Bennette Caroline S, Veenstra David L, Basu Anirban, Baker Laurence H, Ramsey Scott D, Carlson Josh J
Departments of Pharmacy, University of Washington, Seattle, Washington (CSB, DLV, JJC),
Washington Health Services, University of Washington, Seattle, Washington (AB)
Med Decis Making. 2016 Jul;36(5):641-51. doi: 10.1177/0272989X16636847. Epub 2016 Mar 24.
Value of information (VOI) analyses can align research with areas with the greatest potential impact on patient outcome, but questions remain concerning the feasibility and acceptability of these approaches to inform prioritization decisions. Our objective was to develop a process for calculating VOI in "real time" to inform trial funding decisions within SWOG, a large cancer clinical trials group.

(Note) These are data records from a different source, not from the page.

Issue #137, opened 2017-11-16
Constants cannot be cfg-gated multiple times


nox:

sfackler:
Why not? This seems to work just fine:

```rust
#[macro_use]
extern crate bitflags;

bitflags! {
    struct Flags: u32 {
        #[cfg(target_os = "linux")]
        const FOO = 1;
    }
}

fn main() {
    let _ = Flags::FOO;
}
```

nox:
@sfackler Thanks for the answer, I just realised I misformulated this issue.

This doesn't work:

```rust
#[macro_use]
extern crate bitflags;

bitflags! {
    struct Flags: u32 {
        #[cfg(target_os = "linux")]
        const FOO = 1;
        #[cfg(not(target_os = "linux"))]
        const FOO = 2;
    }
}

fn main() {
    let _ = Flags::FOO;
}
```

I've worked around it doing this:

```rust
bitflags! {
    struct Flags: u32 {
        const FOO = {
            #[cfg(target_os = "linux")] { 1 }
            #[cfg(not(target_os = "linux"))] { 2 }
        };
    }
}
```

sfackler:
Weird!

KodrAus:
It looks like the problem here is our logic that attempts to handle flags that have been cfg'd out. We intentionally omit attributes from flags to ensure they're known to the debug format and the `all` function. Unfortunately this doesn't handle flags where the same flag is defined with different values based on cfg. I haven't quite unpicked _why_ we need the names of all flags to be available, but I think the way we currently do it might just be plain broken given a flag isn't just either present or not, it may have a totally different value.

KodrAus:
It looks like it might actually be a bit of an artefact from pre-associated-const days (how far we’ve come). It might be possible to simplify these now and either avoid the need for those traits or just apply the cfgs to them.

PR #186, opened 2019-07-20
fix up failing test and ensure it runs in CI

### LINKED ISSUE #185: `cargo build --test` fails on Windows
[One of the tests](https://github.com/bitflags/bitflags/blob/8a10bdc144bb2a4b97c63cfa76be90228954d029/src/lib.rs#L920) for `bitflags-1.1.0` fails to compile on Windows with a stable rustc (version 1.36.0).

```
[INFO] [stderr] error[E0425]: cannot find value `_CFG_A` in this scope
[INFO] [stderr]    --> src\lib.rs:927:28
[INFO] [stderr]     |
[INFO] [stderr] 927 |             const _CFG_C = _CFG_A.bits | 0b10;
[INFO] [stderr]     |                            ^^^^^^ not found in this scope
[INFO] [stderr] 
[INFO] [stderr] error: aborting due to previous error
```

This suggests that `#[cfg]` attributes are not being properly added to `const` declarations, but I'm not quite sure exactly what's going on here.

KodrAus:
Closes #185 

We have a failing test on Windows that's been going unnoticed for a while, because we don't test Windows in CI.

This isn't a bug in `bitflags` itself, just one of its tests not being updated.

### DIFF
--- a/src/lib.rs
+++ b/src/lib.rs
@@ -919,12 +919,12 @@ mod tests {
 
     bitflags! {
         struct _CfgFlags: u32 {
-            #[cfg(windows)]
-            const _CFG_A = 0b01;
             #[cfg(unix)]
-            const _CFG_B = 0b01;
+            const _CFG_A = 0b01;
             #[cfg(windows)]
-            const _CFG_C = _CFG_A.bits | 0b10;
+            const _CFG_B = 0b01;
+            #[cfg(unix)]
+            const _CFG_C = Self::_CFG_A.bits | 0b10;
         }
     }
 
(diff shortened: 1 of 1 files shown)


ecstatic-morse:
Sorry I'm a bit late to the party. I imagined a proper test would look [like the following](https://play.rust-lang.org/?version=stable&mode=debug&edition=2018&gist=0cbdd8c385fb2c9cf423dbb06d1c7f6f).

```rust
bitflags! {
    struct Cfg: u8 {
        #[cfg(unix)]
        const CFG_A  = 0b1;
        #[cfg(not(unix))]
        const CFG_A  = 0b10;
        
        const CFG_B  = Self::CFG_A.bits & 0b110;
    }
}
```

However, this fails to build. Is this expected?

ecstatic-morse:
Doh, this is just #137.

We developed an efficient and scalable VOI modeling approach using a selected sample of 9 randomized phase II/III trial proposals from the Breast, Gastrointestinal, and Genitourinary Disease Committees reviewed by SWOG's leadership between 2008 and 2013. There was bidirectional communication between SWOG investigators and the research team throughout the modeling development. Partial expected value of sample information for the treatment effect evaluated by the proposed trial's primary endpoint was calculated using Monte Carlo simulation.

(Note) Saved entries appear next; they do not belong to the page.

PR #187, opened 2019-07-26
add #[repr(transparent)]

flier:
add `#[repr(transparent)]` for the the FFI layout, replace #184.

### DIFF
--- a/src/lib.rs
+++ b/src/lib.rs
@@ -418,6 +418,7 @@ macro_rules! __bitflags {
         }
     ) => {
         $(#[$outer])*
+        #[repr(transparent)]
         #[derive(Copy, PartialEq, Eq, Clone, PartialOrd, Ord, Hash)]
         $($vis)* struct $BitFlags {
             bits: $T,
@@ -588,7 +589,7 @@ macro_rules! __impl_bitflags {
                         )*
                     }
                 }
-            }            
+            }
 
             /// Returns the raw value of the flags currently stored.
             #[inline]
@@ -1018,12 +1019,12 @@ mod tests {
             unsafe { Flags::from_bits_unchecked(0b1001) },
             (extra | Flags::A)
         );
-      
+
         let extra = unsafe { EmptyFlags::from_bits_unchecked(0b1000) };
         assert_eq!(
-          unsafe { EmptyFlags::from_bits_unchecked(0b1000) },
-          (extra | EmptyFlags::empty())
-      );
+            unsafe { EmptyFlags::from_bits_unchecked(0b1000) },
+            (extra | EmptyFlags::empty())
+        );
     }
 
     #[test]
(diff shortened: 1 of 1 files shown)


KodrAus:
Thanks for the PR @flier!

It looks like we'll have to bump our minimum supported Rust version to `1.28.0` to support the representation. That release is about 12 months old now so I think this is a reasonable change.

josephlr:
I think this is a reasonable change and it would help me avoid boilerplate w/ FFI stuff.

I don't think an MSRV bump is needed, we can just check the version in the build.rs [like we do for `const fn` stuff](https://github.com/bitflags/bitflags/blob/15e911c304d5bd8805af55d7e4f8c5324ed798ee/build.rs#L11).

@KodrAus does that sound reasonable? @flier I'm happy to take this over if you don't have time.

flier:
Hi @josephlr 

  I have added a `bitflags_repr_transparent` feature gate for the  `#[repr(transparent)] ` attribute, could you help me to review the changes? 
  Thanks

elmarco:
Hi @flier, can you update the MR? thanks

KodrAus:
Thanks for your patience on this one @flier. Wow I really let this sit for a long time! 1.28.0 is now _really_ quite old so I think we should be comfortable just bumping to it if we haven't already and avoid needing to add feature gates.

I was wondering whether `#[repr(transparent)]` came with a bit pattern guarantee (in `bitflags` we currently enforce that all set bits correspond to valid flags, so not all bit patterns of the underlying integer are necessarily valid bitflags), but since non-zero types like `NonZeroUsize` are also `#[repr(transparent)]` I think we're safe here.

If you'd like to update this PR to just unconditionally add the `#[repr(transparent)]` attribute or if somebody else would like to add that we can merge this in.

KodrAus:
In #240 we bumped all the way up to `1.45.0`, so can definitely unconditionally add the `#[repr(transparent)]` flag now 🙂

KodrAus (approved):
Thanks @flier! This looks good to me.

elmarco:
thanks! release time? :)

njaard:
This breaks at least the crates nix and rusqlite, because they both use #[repr(C)] on "enum structs"

mockersf:
also wgpu-types and naga, which already added `#[repr(transparent)]`
```
error[E0692]: transparent struct cannot have other repr hints
    --> /.cargo/registry/src/github.com-1ecc6299db9ec823/wgpu-types-0.7.0/src/lib.rs:2791:12
     |
2779 | / bitflags::bitflags! {
2780 | |     /// Flags for which pipeline data should be recorded.
2781 | |     ///
2782 | |     /// The amount of values written when resolved depends
...    |
2791 | |     #[repr(transparent)]
     | |            ^^^^^^^^^^^
...    |
2812 | |     }
2813 | | }
     | |_^
     |
     = note: this error originates in the macro `bitflags::bitflags` (in Nightly builds, run with -Z macro-backtrace for more info)
```

KodrAus:
Thanks for the reports everyone :+1: I've gone ahead and yanked `1.3.0` so we can fix this up. I really wish we had something like `crater` we could use to test things like this. But in the meantime I'll add some compilation tests that include other `repr`s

We derived prior uncertainty in the treatment effect estimate from the sample size calculations. Our process was feasible for 8 of 9 trial proposals and efficient: the time required of 1 researcher was <1 week per proposal. We accommodated stakeholder input primarily by deconstructing VOI metrics into expected health benefits and incremental healthcare costs and assuming treatment decisions within our simulations were based on health benefits. Following customization, feedback from over 200 SWOG members was positive regarding the overall VOI framework, specific retrospective results, and potential for VOI analyses to inform future trial proposal evaluations.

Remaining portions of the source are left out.